That casino smell

As you step through the front doors of Aria‘s check-in foyer, a too-heavy musk is jammed up your nostrils. It smells like the same suffocating attar that’s employed in Venelazzo, except maybe heavier. The good news is that if you get a bit away from the front desk, the choking perfume is no longer present. (The bad news is that the airy North Foyer has a distinct eau de ashtray, redolent of an ineffective HVAC system.)

Anyway, the Las Vegas Sun has sniffed out the company that conjures up these polecat odors, AromaSys. The best part of the story is when the company’s president admits that Sheldon Adelson lays it on too thickly at Venelazzo but that AromaSys was told to bugger off when it suggested toning down the fragrance. Sounds just like the Sheldon we know and love.

Who knew? When casino companies can get free, common-sense advice from Jean Scott‘s blog or from the Raving Consulting newsletter, it’s scarcely headline material. But when it comes from an executive who’s been sidelined since becoming a victim of the Mirage Resorts takeover, somehow it’s a big deal. Mind you, Barry Shier doesn’t have anything earth-shaking to share with the public.

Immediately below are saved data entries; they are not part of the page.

PR #31, opened 2013-04-28
Add #go method for chainable navigation

mattvanhorn:
The new #go method allows a user to load the page
and interact with it in a single line step body.

Instead of:
my_page.load
my_page.do_something

You can do:
my_page.go.do_something

### DIFF
--- a/features/messages.feature
+++ b/features/messages.feature
@@ -1,0 +1,10 @@
+Feature: Page navigation
+  As a tester
+  I want to be able to use abstractions for messages on the page
+  In order to verify the page
+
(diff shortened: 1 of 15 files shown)


vmpj:
I like this feature, but maybe accepting a block would be more useful. E.g.

    Given /^I am logged into Commons$/ do
      visit Commons::LoginPage do |page|
        page.login_with Commons::USERNAME, Commons::PASSWORD
        page.should be_logged_in
      end
    end

See #100

natritmeyer:
Tidying up ancient pull request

Moreover, since he was largely responsible (along with Douglas Pool) for the bungled launch of Beau Rivage and is now revealed as the mind behind the harebrained scheme to build an ultra-high-end resort around an Elvis Presley theme (the King and “exclusivity” intersect to form a null set), I’d be just a wee bit leery of taking the medicine Dr. Shier is dispensing.

Obama in Vegas. The much-touted visit of the world’s ultimate Big Man on Campus has been postponed (again). It’s now slated to happen sometime in mid-February. Could POTUS be waiting to see how long the toxicity of Sen. Harry Reid‘s mega-gaffe takes to dispel? The casino industry has made a big show of lining up behind Hapless Harry and you’ve got to wonder if they think they’ve placed a bad bet. Sue Lowden‘s ghostwriter, Chuck Muth, was one of the guests for Aria‘s opening, would could well mean nothing but if casino moguls flip-flop on Reid, you’d expect them to dump him for “one of their own.” Then again, the casino industry is still a bastion of whiteness, so pretensions of moral indignation would make a flimsy mask for realpolitik.

Economic Darwinism is still creeping up on the horseracing industry. But it’s already claimed a victim in the form of Florida‘s “cruises to nowhere” business. Operators elsewhere in the U.S., take note: Once the Class III gambling genie is out of the bottle, you are indeed cruising to nowhere and your armadas are but a fleet of ghost ships.

No Hall of Fame for you! In our hearts we all knew Mark McGwire was on the juice and now it’s official. What makes Big Mac’s non-revelation newsworthy is that at least he respects our intelligence sufficiently to say he knew what he was doing. Very few players will man up the way Andy Pettite did. Most are still spinning that “I was an innocent dupe” malarkey, like Roger Clemens (like we needed more excuses to hate the S.O.B.)

I’m not a baseball bettor and I wonder if there’s enough money in all of gaming to refund the punters who wagered on games that weren’t being played on the square. Heck, I still view almost every player with suspicion … although if spindly Greg Maddux ever bought ‘roids he ought to consider asking for his money back.

Atlantic City revenues. They’re in, they suck (-10% last month) and I’m too depressed to break out the numbers today. Maybe tomorrow.